Мистлер позавтракал, и его, к собственному удивлению, не вырвало. Затягивать дело не имело смысла. Он разложил на диване, на самом видном месте, чтобы не забыть позже просмотреть, факсы, которые принес на подносе официант, пошарил в письменном столе, нашел листок бумаги небольшого формата и уселся писать письмо.
Не дожидайся августа, приезжай домой пораньше, дорогой Сэм, я умоляю тебя. Я просто не в силах заставить себя сказать тебе все это по телефону, но, поверь, причины для спешки есть. Примерно две недели назад врачи обнаружили у меня неизлечимую форму рака. И, похоже, нет никакого смысла удалять опухоль или пытаться лечить ее известными способами. Только не волнуйся! Чувствую я себя в целом неплохо, собираюсь протянуть еще несколько месяцев. К сожалению, в таких вопросах полагаться на точность временных прогнозов не следует, а потому предпочел бы, чтобы мы встретились, пока я еще выгляжу и чувствую себя относительно пристойно и вполне узнаваем.

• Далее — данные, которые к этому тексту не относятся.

PR #1016, opened 2019-06-28
Feature/windows send error attachments

achocron:

## Description

Send error attachments if available for a crash.

Note: The part where the `ErrorReport` is created will likely be changed in the future (when we have exception available and probably some caching mechanism), but to avoid conflicts and double work, I kept it as simple as possible for now. (Also there is no exception file saved at the moment so calling the constructor is the only option anyways.)

[AB#63630](https://dev.azure.com/msmobilecenter/454a20a9-dfe6-4c1f-8ae8-417f76adb472/_workitems/edit/63630)

### DIFF
--- a/SDK/AppCenterCrashes/Microsoft.AppCenter.Crashes.Windows.Shared/Crashes.cs
+++ b/SDK/AppCenterCrashes/Microsoft.AppCenter.Crashes.Windows.Shared/Crashes.cs
@@ -213,11 +213,14 @@ namespace Microsoft.AppCenter.Crashes
                 tasks.Add(Channel.EnqueueAsync(log));
                 _unprocessedManagedErrorLogs.Remove(key);
                 ErrorLogHelper.RemoveStoredErrorLogFile(key);
-                var errorReport = new ErrorReport(log, null);
+                if (GetErrorAttachments != null)
+                {
+                    var errorReport = new ErrorReport(log, null);
 
-                // This must never called while a lock is held.
-                var attachments = GetErrorAttachments?.Invoke(errorReport);
-                tasks.Add(SendErrorAttachmentsAsync(log.Id, attachments));
+                    // This must never called while a lock is held.
+                    var attachments = GetErrorAttachments?.Invoke(errorReport);
+                    tasks.Add(SendErrorAttachmentsAsync(log.Id, attachments));
+                }
             }
             return Task.WhenAll(tasks);
         }
--- a/SDK/AppCenterCrashes/Microsoft.AppCenter.Crashes.Windows.Shared/Crashes.cs
+++ b/SDK/AppCenterCrashes/Microsoft.AppCenter.Crashes.Windows.Shared/Crashes.cs
@@ -214,23 +214,17 @@ namespace Microsoft.AppCenter.Crashes
                 tasks.Add(Channel.EnqueueAsync(log));
                 _unprocessedManagedErrorLogs.Remove(key);
                 ErrorLogHelper.RemoveStoredErrorLogFile(key);
-                
-                // Save callback into a local variable to avoid a race condition.
-                var errorAttachmentsCallback = GetErrorAttachments;
-                if (errorAttachmentsCallback != null)
-                {
-                    var errorReport = new ErrorReport(log, null);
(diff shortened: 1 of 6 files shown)


SDK/AppCenterCrashes/Microsoft.AppCenter.Crashes.Windows.Shared/Crashes.cs
```diff
@@ -213,9 +214,14 @@ private Task HandleUserConfirmationAsync()
...
                 ErrorLogHelper.RemoveStoredErrorLogFile(key);
-                var errorReport = new ErrorReport(log, null);
-                var attachments = GetErrorAttachments?.Invoke(errorReport);
-                tasks.Add(SendErrorAttachmentsAsync(log.Id, attachments));
+                if (GetErrorAttachments != null)
+                {
+                    var errorReport = new ErrorReport(log, null);
+
+                    // This must never called while a lock is held.
+                    var attachments = GetErrorAttachments?.Invoke(errorReport);
```
jaelim-ms: Redundant.
```suggestion
                    var attachments = GetErrorAttachments.Invoke(errorReport);
```

SDK/AppCenterCrashes/Microsoft.AppCenter.Crashes.Windows.Shared/ErrorAttachmentLog.cs
```diff
@@ -10,9 +10,11 @@ namespace Microsoft.AppCenter.Crashes
     /// <summary>
     /// Error attachment log.
     /// </summary>
-    [JsonObject("errorAttachment")]
+    [JsonObject(JsonIdentifier)]
```
jaelim-ms: Do we really need a variable for this one?

SDK/AppCenterCrashes/Microsoft.AppCenter.Crashes.Windows.Shared/Crashes.cs
achocron: Not redundant because it can be unset by the time line 222 is reached

SDK/AppCenterCrashes/Microsoft.AppCenter.Crashes.Windows.Shared/ErrorAttachmentLog.cs
achocron: Yeah it's accessed in the Crashes class. This is the pattern used for all logs.

SDK/AppCenterCrashes/Microsoft.AppCenter.Crashes.Windows.Shared/Crashes.cs
jaelim-ms: Then why do you check it in L217?  You can get errorReport and get attachment, only add a task when attachment isn't null.

achocron: Because there is no need to create an error report unless the callback is set. The race condition is not as harmful in the other direction, just trying to avoid a crash. I think I have a better way that will be more clear though.

achocron: Improved.

SDK/AppCenterCrashes/Microsoft.AppCenter.Crashes.Windows.Shared/Crashes.cs
```diff
@@ -190,25 +194,77 @@ private Task ProcessPendingErrorsAsync()
...
+                
+                // Save callback into a local variable to avoid a race condition.
+                var errorAttachmentsCallback = GetErrorAttachments;
+                if (errorAttachmentsCallback != null)
+                {
+                    var errorReport = new ErrorReport(log, null);
+
+                    // This must never called while a lock is held.
+                    var attachments = errorAttachmentsCallback.Invoke(errorReport);
+                    tasks.Add(SendErrorAttachmentsAsync(log.Id, attachments));
```
jaelim-ms: Checking empty attachments here before creating tasks would help to reduce producing the number of Tasks.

Считаю, тебе лучше приехать с Моник и Линдой, если, конечно, Моник сможет вырваться. Мама будет мила и добра с ними, это я гарантирую, а мне доставит удовольствие видеть, как малышка носится по Крау-Хилл. О маме не беспокойся. Уверен, твои отношения с ней непременно улучшатся, как только меня не станет. Ты знаешь, она была не слишком счастлива в браке — и это на протяжении долгих лет. При виде той радости, что испытывал я, понимая, что наши с тобой отношения улучшаются, она дулась и строила из себя обиженную — не только на меня и тебя, но и на Моник тоже. Хотя бедняжка Моник здесь совершенно ни при чем. К тому же она принадлежит как раз к тому редкому разряду женщин, которые нравятся нашей маме. Кстати, если позволит время, очень хотел бы обсудить с тобой ошибки, что я допустил ранее. Точно не помню слов доктора Джонсона, но он рассказывал мне, на чем концентрируются мысли человека, приговоренного к повешению, и должен сказать, истинная правда, так оно и есть!
Поскольку я собираюсь послать это письмо курьерской почтой, ты получишь его в день моего прилета в Нью-Йорк из Венеции. Мама еще не знает, что я болен. Пожалуйста, не говори с ней об этом до тех пор, пока я не позвоню и не скажу, что она все уже знает.